I have never *ever* suggested that we only use one charset.  I'm only
suggesting that the *C locale* must be UTF-8 in order to allow for
full UTF-8 support.  Normal user locales can use whatever charset
they like.

Non-UTF-8 users won't be disadvantaged because the UTF-8 exec charset
will be recoded to their locale-specific output codeset, either by
libc or gettext.

The C locale is special in that normal users won't use it, but
system programs and code needing locale independence do use it.
Any program wanting to work correctly in a C locale must only use
ASCII or it *breaks*.  This means we are /de facto/ restricted to
ASCII unless we take special effort to work around the fact (and
this was the point of my l10n/i18n comments above).

Most programs do need to work correctly in a C locale, and so can't
use UTF-8 either as a source or exec charset.  This is a severe
limitation.

> So for now we support UTF-8, we try to set UTF-8 default to
> new users, and UTF-8 is the encoding for debian files in packages.
> But it will take a lot of years (or maybe never) before
> we can assume UTF-8 if user don't loudly tell the system to
> use other encodings.

We're at that point now, but this really is not relevant to the
purpose of this discussion.

>  > I've tested all this, and it all works *perfectly*.  Except that if
>> you do this, your program will not run in the C locale (and *only*
>> the C locale) due to having completely borked output.
>
> It is the terminal, not the C program.

No, it is the program.  I have tested this with different terminal
input encodings and by examining the program output byte-by-byte
(as my test program shows).

>>  A C.UTF-8 would
>> be a solution to this problem, and allow full use of the *existing*
>> UTF-8 string handling which all sources are built with, yet only a
>> tiny fraction dare to use.  Note that gettext is *completely disabled*
>> if used in a C locale, and this does additional mangling in addition
>> to the plain libc damage, resulting in *no output at all*!  (I would
>> need to double check that; this was the case when I last looked,
>> and the reason I had to abandon use of UTF-8 string literals.)
>
> Use "en_US.UTF-8".

Why?  Did you actually understand the rationale I provided above.
I could use en_US.UTF-8, or any locale.  But the point is that the
code works in all locales *except* C.

> "C.UTF-8" is a bad name.
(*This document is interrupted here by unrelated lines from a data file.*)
PR #1570, opened 2022-06-08
Show ID in AR table

nickgros:
image

### DIFF
--- a/src/lib/containers/EntityIdList.tsx
+++ b/src/lib/containers/EntityIdList.tsx
@@ -16,7 +16,7 @@ const EntityIdList: React.FC<EntityIdListProps> = props => {
   let mounted: boolean = true
 
   useEffect(() => {
-    if (mounted && inView) {
+    if (inView) {
       getEntityTypes()
     }
     return () => {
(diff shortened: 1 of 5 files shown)


src/lib/containers/EntityIdList.tsx
```diff
@@ -16,7 +16,7 @@ const EntityIdList: React.FC<EntityIdListProps> = props => {
   let mounted: boolean = true
 
   useEffect(() => {
-    if (mounted && inView) {
+    if (inView) {
```
nickgros, line 19: mounted will never be false because the effect won't be invoked after mounted is set to false in the cleanup.

src/lib/containers/EntityIdList.tsx
```diff
@@ -29,12 +29,16 @@ const EntityIdList: React.FC<EntityIdListProps> = props => {
 
     getEntityHeadersByIds(entityIdList, accessToken)
       .then(entity => {
-        const newEntityList = entity.results.map(el => {
-          return (
-            <EntityLink entity={el} key={el.id} displayTextField={'name'} />
-          )
-        })
-        setEntityLinkArray(newEntityList)
+        if (mounted) {
```
nickgros, line 32: mounted should be checked in the asynchronous callback, where it is possible for mounted to be false when this is invoked

src/lib/containers/EntityLink.tsx
```diff
@@ -52,21 +52,19 @@ export const EntityLink = (props: EntityLinkProps) => {
...
+          rel="noopener noreferrer"
+          href={`${PRODUCTION_ENDPOINT_CONFIG.PORTAL}#!Synapse:${entity.id!}${
+            versionNumber ? `.${versionNumber}` : ''
+          }`}
+        >
+          {showIcon && (
+            <EntityTypeIcon type={type} style={{ marginRight: '6px' }} />
+          )}
+          {entity[displayTextField]}
+        </a>
```
nickgros, line 67: Remove the <p> rather than adding custom styling to make it inline. Wrapped in <p> where it was important for styling (for example, in SynapseTableCell renderers)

Locale "C" means "no locale, old behaviour,
> for machine".

No.  "C" and "POSIX" mean the /default/ POSIX-specified locale.  And
there's nothing written in the standard that restricts that locale
to 7-bit ASCII as its codeset.  There are UNIX systems out there
right now using UTF-8 in their C locale.

> Do we need to translate all strings also on C.UTF-8?

Of course not.  We don't do any translation in the C locale.  The
only difference is the character encoding, which is backward
compatible with ASCII in any case.

> Which alphabetic characters?  Which numeric characters?  Which
> alphabetic order? etc. etc.  You see: it is difficult to create
> a new locale, and people must understand the meaning of such locale
> (without reading all the locale definition).
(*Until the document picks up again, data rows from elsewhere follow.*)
PR #1576, opened 2022-06-09
SWC-6162 - Optimize QueryWrapper, include version in bundle

nickgros:
Mostly reducing the frequency of table query requests. This doesn't fix the main bug described in SWC-6162. The real bug is in SWC, so these changes are fine to go in develop.

### DIFF
--- a/src/lib/containers/QueryWrapper.tsx
+++ b/src/lib/containers/QueryWrapper.tsx
@@ -135,7 +135,6 @@ export function QueryWrapper(props: QueryWrapperProps) {
     fetchNextPage,
     isFetchingNextPage,
     isLoading: queryIsLoading,
-    refetch,
     error,
     isPreviousData: newQueryIsFetching,
     remove,
@@ -310,8 +309,6 @@ export function QueryWrapper(props: QueryWrapperProps) {
      */
     remove()
     // end TODO
-
-    refetch()
   }
 
   /**
@@ -319,7 +316,7 @@ export function QueryWrapper(props: QueryWrapperProps) {
    * this is to remove the facet from the charts, search and filter.
    * @return data: QueryResultBundle
    */
-  function removeLockedFacetData() {
+  const dataWithLockedFacetRemoved = useMemo(() => {
     const lockedFacet = props.lockedFacet?.facet
     if (lockedFacet && data) {
       // for details page, return data without the "locked" facet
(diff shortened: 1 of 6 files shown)


src/lib/containers/QueryWrapper.tsx
```diff
@@ -310,16 +309,14 @@ export function QueryWrapper(props: QueryWrapperProps) {
      */
     remove()
     // end TODO
-
-    refetch()
```
nickgros, line 314: Seemed to be unnecessary in my manual testing

src/lib/containers/QueryWrapper.tsx
```diff
@@ -310,16 +309,14 @@ export function QueryWrapper(props: QueryWrapperProps) {
...
   }
 
   /**
    * remove a particular facet name (e.g. study) and its all possible values based on the parameter specified in the url
    * this is to remove the facet from the charts, search and filter.
    * @return data: QueryResultBundle
    */
-  function removeLockedFacetData() {
+  const dataWithLockedFacetRemoved = useMemo(() => {
```
nickgros, line 319: Memoize rather than invoking this function every render

src/lib/containers/table/SynapseTable.tsx
```diff
@@ -940,7 +940,7 @@ export default class SynapseTable extends React.Component<
     if (isShowingAddToV2DownloadListColumn) {
       tableColumnHeaderElements.unshift(
         <th
-          data-testId="AddToDownloadListV2ColumnHeader"
+          data-testid="AddToDownloadListV2ColumnHeader"
```
nickgros, line 943: Resulted in console warning

src/lib/umd.index.ts
```diff
@@ -99,4 +99,14 @@ const SynapseComponents = {
   ForumSearch,
 }
 
-export { SynapseComponents, SynapseConstants, SynapseClient, SynapseContext }
+// Include the version in the build
+// eslint-disable-next-line @typescript-eslint/no-unsafe-assignment, @typescript-eslint/no-var-requires, @typescript-eslint/no-unsafe-member-access
+const SynapseReactClientVersion = require('../../package.json').version
```
nickgros, line 104: I want to do this:
image

src/lib/utils/hooks/SynapseAPI/entity/useGetQueryResultBundle.ts
```diff
@@ -20,6 +20,10 @@ import {
 } from '../../../synapseTypes'
 import { entityQueryKeys } from './queryKeys'
 
+const sharedQueryDefaults = {
+  refetchOnWindowFocus: false,
```
nickgros, line 24: Refetch on window focus is handy for when you come back to a window after a while, but that might be a little too often for table queries.

jay-hodgson (approved):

For a minimal locale it could just use strict numerical ordering.
It should probably copy what existing systems using UTF-8 C locales do.
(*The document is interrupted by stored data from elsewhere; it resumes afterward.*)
PR #1583, opened 2022-06-11
PORTALS-2216: Remove font awesome dependency

jay-hodgson:
and yarn upgrade


src/lib/containers/EntityBadgeIcons.tsx
```diff
@@ -1,15 +1,14 @@
...
-  faAlignLeft,
-  faCheck,
-  faComment,
-  faGlobeAmericas,
-  faLock,
-  faTag,
-  faUnlink,
-} from '@fortawesome/free-solid-svg-icons'
-import { FontAwesomeIcon } from '@fortawesome/react-fontawesome'
+  DescriptionTwoTone,
```
jay-hodgson, line 4: Initially I was pulling material icons directly, but realized that the IconSvg wrapper was useful in a number of contexts (to add styling to a wrapper).  So there's still a mix

src/lib/containers/EntityIcon.tsx
```diff
@@ -1,49 +1,9 @@
...
-  faFolder,
-  faFile,
-  faListAlt,
-  faServer,
-  faTable,
-  faThList,
-  faDocker,
-)
-
-const _ENTITY_TYPE_ICON_MAP = new Map<EntityType, IconDefinition>([
```
jay-hodgson, line 33: Mapping already exists in IconSvg, use it instead

src/lib/containers/EntityIcon.tsx
```diff
@@ -55,20 +15,22 @@ const getIconTypeForEntity = (type: EntityType): IconDefinition | '' => {
...
+      return type2SvgIconName[type]!
     default:
       return ''
   }
 }
 
 type EntityTypeIconProps = {
   type: EntityType
+  style?: React.CSSProperties
+  className?: string
```
jay-hodgson, line 27: Some callers were setting explicit style and class names

src/lib/containers/ForumSearch.tsx
```diff
@@ -104,7 +104,7 @@ const ForumSearch = (props: ForumSearchProps) => {
     <div className="bootstrap-4-backport ForumSearch">
       <div>
         <span className="SearchIcon">
-          <IconSvg options={{ icon: 'searchTwoTone' }} />
+          <IconSvg options={{ icon: 'search' }} />
```
jay-hodgson, line 107: Renamed searchTwoTone to search

src/lib/containers/IconSvg.tsx
```diff
@@ -151,15 +188,17 @@ export type SVGStyleProps = {
   color?: string
   verticalAlign?: string
   fill?: string
+  width?: string
 }
 
 const getIcon = (options: IconSvgOptions) => {
-  const { icon, color } = options
+  const { icon, color, size } = options
```
jay-hodgson, line 195: Setting size didn't seem to do anything to the material icons.  Now it sets the width of the svg (so it has a direct impact on the size since the aspect is maintained)

src/lib/containers/download_list/DownloadListTable.tsx
```diff
@@ -379,15 +371,16 @@ export default function DownloadListTable(props: DownloadListTableProps) {
...
-                  <FontAwesomeIcon
-                    icon={
-                      sortedColumn.column === 'file'
-                        ? sortedColumn.isDescending === false
-                          ? faSortAmountDown
-                          : faSortAmountUp
-                        : faSortAmountDown
-                    }
-                    color={sortedColumn.column === 'file' ? 'white' : ''}
+                  <IconSvg
```
jay-hodgson, line 374: Ok, these don't look great, but this component uses the old Download List services and is deprecated.  It should just be deleted at this point instead of patching!

jay-hodgson:
Updates eventsource from 1.0.7 to 2.0.2, so fixes https://github.com/advisories/GHSA-6h5x-7c5m-7cr7 (we are tracking in https://sagebionetworks.jira.com/browse/PORTALS-2202)

jay-hodgson:
No longer see json-schema@0.2.3 in the yarn.lock file, looks like it left only the json-schema@0.4.0, json-schema@^0.4.0 entry.
I think this also means that https://github.com/advisories/GHSA-896r-f27r-55mw should also be fixed, right?  (we're tracking here: https://sagebionetworks.jira.com/browse/PORTALS-2201)

jay-hodgson:
We will certainly run into additional issues, but I think this needs to be done.

Before
Screen Shot 2022-06-10 at 11 34 58 PM

After
Screen Shot 2022-06-10 at 11 56 17 PM

Before
Screen Shot 2022-06-10 at 11 41 57 PM

After
Screen Shot 2022-06-10 at 11 42 09 PM

src/lib/containers/personal_access_token/AccessTokenCard.tsx
```diff
@@ -130,7 +125,7 @@ export const AccessTokenCard: React.FunctionComponent<AccessTokenCardProps> = ({
             }
           }}
         >
-          <FontAwesomeIcon icon={faTrash} aria-hidden="true" />
+          <IconSvg options={{ icon: 'delete' }} aria-hidden="true" />
```
nickgros, line 128: I don't think the aria-hidden gets passed along. IconSvg hould pass most props to its `span` wrapper.

nickgros (approved):
Looks fantastic! Tweaks can come over time, good to just rip off the [faBandage](https://fontawesome.com/icons/bandage?s=solid) for now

>> Regarding the standards conformance of using a UTF-8 C locale:
>> I've spent some time reading the standards (SUSv3), and see no reason
>> why C can't use UTF-8 as its default codeset and still remain strictly
>> conforming.
>
> UTF-8 as a lot of characters (alphabetic, numeric, white).
> C locale requires that whitespace are only SPACE and TAB.

Where is this requirement?  Can you point me to the SUSv3 definition?

> I did look for all requirement, but I found that some requirement
> are incompatible from what one should expect.

Again, do you have references or examples?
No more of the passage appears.